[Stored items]

- - - - - - -

PR #5100, opened 2020-11-10
fix(stock): make adjustments one HTTP request

### LINKED ISSUE #4982: Inventory Adjustments sends a GET request per inventory item
The Inventory Adjustments function sends a GET request for each item in stock.  You can see that for each stock item, we are calling `configureItem()`.
https://github.com/IMA-WorldHealth/bhima/blob/7d310cdd6dda9adf582b40a73a9dfdac74f9207c/client/src/modules/stock/inventory-adjustment/inventory-adjustment.js#L164-L179

But the `configureItem()` function sends an HTTP request.
https://github.com/IMA-WorldHealth/bhima/blob/7d310cdd6dda9adf582b40a73a9dfdac74f9207c/client/src/modules/stock/inventory-adjustment/inventory-adjustment.js#L130-L138

This has the makings of a DOS attack on our server.  If all computers simultaneously loaded this page, it would be `(num_computers + 1) * num_items_in_inventory` requests hitting the server.

We can do better.  Let's make this page send a single request to `GET depots/:uuid/lots` that returns all the information necessary.  This way, we won't need to send thousands of HTTP requests at a time.

jniles:
Makes stock adjustments load all data in a single HTTP query. Also removes and simplifies the templates for stock adjustments.

Closes #4982.

### DIFF
--- a/client/src/modules/stock/inventory-adjustment/inventory-adjustment.js
+++ b/client/src/modules/stock/inventory-adjustment/inventory-adjustment.js
@@ -41,9 +41,13 @@ function StockInventoryAdjustmentController(
   vm.maxDate = new Date();
 
   // bind methods
-  vm.configureItem = configureItem;
-  vm.checkValidity = checkValidity;
   vm.submit = submit;
+
+  const expirationDateCellTemplate = `
+    <div class="ui-grid-cell-contents">
+      <span am-time-ago="row.entity.expiration_date"></span>
+    </div>
+  `;
 
   // grid columns
   const columns = [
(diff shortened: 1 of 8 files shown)


client/src/modules/stock/inventory-adjustment/inventory-adjustment.js
```diff
@@ -161,48 +144,46 @@ function StockInventoryAdjustmentController(
...
+        let i = 0;
+
+        while (i < n) {
+          const lot = lots[i];
+          const row = vm.Stock.addItems(1);
+
+          row.configure(lot);
+
+          // mirror current quantity as old quantity
+          row.old_quantity = row.quantity;
```
mbayopanda: Does this line is still necessary since you use `Object.assign(row, { old_quantity : row.quantity })` in the line below?

mbayopanda (approved):
The fix is LGTM 👍

client/src/modules/stock/inventory-adjustment/inventory-adjustment.js
jniles: Oh, good catch.  Hangon, let me fix it.

jniles:
Okay, it should be fixed now.

jmcameron:
bors try

jmcameron:
You may want to adjust the English translation that appears on the top right of the page.  Currently is says:

  This inventory adjustment module allows you to define article stocks; after this operation all the lots which are not defined here for the selected articles will be emptied

I suggest changing "define/defined" to "set" here.    Why is the second part needed (regarding emptying).  When would that ever occur.  Wouldn't all possible non-empty lots be listed here?  Perhaps it means setting the "New Quantity" to 0 will empty it?

jmcameron (approved):
This fix seems to work.   The code looks okay.
I tried this with the IMCK database and it appeared to run in less than 1/2 second.   But it was not much slower on the 'master' branch.

jniles:
@jmcameron thanks for your review!  You are right, the text doesn't make as much sense as when the module was first implemented.  Our functionality evolved, but our descriptions have not!  I'll make the change to note that the quantities in stock will be changed, and remove of the confusing language.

- - - - - - -

The expected output is an exact copy of all the records above.

PR #5100, opened 2020-11-10
fix(stock): make adjustments one HTTP request

### LINKED ISSUE #4982: Inventory Adjustments sends a GET request per inventory item
The Inventory Adjustments function sends a GET request for each item in stock.  You can see that for each stock item, we are calling `configureItem()`.
https://github.com/IMA-WorldHealth/bhima/blob/7d310cdd6dda9adf582b40a73a9dfdac74f9207c/client/src/modules/stock/inventory-adjustment/inventory-adjustment.js#L164-L179

But the `configureItem()` function sends an HTTP request.
https://github.com/IMA-WorldHealth/bhima/blob/7d310cdd6dda9adf582b40a73a9dfdac74f9207c/client/src/modules/stock/inventory-adjustment/inventory-adjustment.js#L130-L138

This has the makings of a DOS attack on our server.  If all computers simultaneously loaded this page, it would be `(num_computers + 1) * num_items_in_inventory` requests hitting the server.

We can do better.  Let's make this page send a single request to `GET depots/:uuid/lots` that returns all the information necessary.  This way, we won't need to send thousands of HTTP requests at a time.

jniles:
Makes stock adjustments load all data in a single HTTP query. Also removes and simplifies the templates for stock adjustments.

Closes #4982.

### DIFF
--- a/client/src/modules/stock/inventory-adjustment/inventory-adjustment.js
+++ b/client/src/modules/stock/inventory-adjustment/inventory-adjustment.js
@@ -41,9 +41,13 @@ function StockInventoryAdjustmentController(
   vm.maxDate = new Date();
 
   // bind methods
-  vm.configureItem = configureItem;
-  vm.checkValidity = checkValidity;
   vm.submit = submit;
+
+  const expirationDateCellTemplate = `
+    <div class="ui-grid-cell-contents">
+      <span am-time-ago="row.entity.expiration_date"></span>
+    </div>
+  `;
 
   // grid columns
   const columns = [
(diff shortened: 1 of 8 files shown)


client/src/modules/stock/inventory-adjustment/inventory-adjustment.js
```diff
@@ -161,48 +144,46 @@ function StockInventoryAdjustmentController(
...
+        let i = 0;
+
+        while (i < n) {
+          const lot = lots[i];
+          const row = vm.Stock.addItems(1);
+
+          row.configure(lot);
+
+          // mirror current quantity as old quantity
+          row.old_quantity = row.quantity;
```
mbayopanda: Does this line is still necessary since you use `Object.assign(row, { old_quantity : row.quantity })` in the line below?

mbayopanda (approved):
The fix is LGTM 👍

client/src/modules/stock/inventory-adjustment/inventory-adjustment.js
jniles: Oh, good catch.  Hangon, let me fix it.

jniles:
Okay, it should be fixed now.

jmcameron:
bors try

jmcameron:
You may want to adjust the English translation that appears on the top right of the page.  Currently is says:

  This inventory adjustment module allows you to define article stocks; after this operation all the lots which are not defined here for the selected articles will be emptied

I suggest changing "define/defined" to "set" here.    Why is the second part needed (regarding emptying).  When would that ever occur.  Wouldn't all possible non-empty lots be listed here?  Perhaps it means setting the "New Quantity" to 0 will empty it?

jmcameron (approved):
This fix seems to work.   The code looks okay.
I tried this with the IMCK database and it appeared to run in less than 1/2 second.   But it was not much slower on the 'master' branch.

jniles:
@jmcameron thanks for your review!  You are right, the text doesn't make as much sense as when the module was first implemented.  Our functionality evolved, but our descriptions have not!  I'll make the change to note that the quantities in stock will be changed, and remove of the confusing language.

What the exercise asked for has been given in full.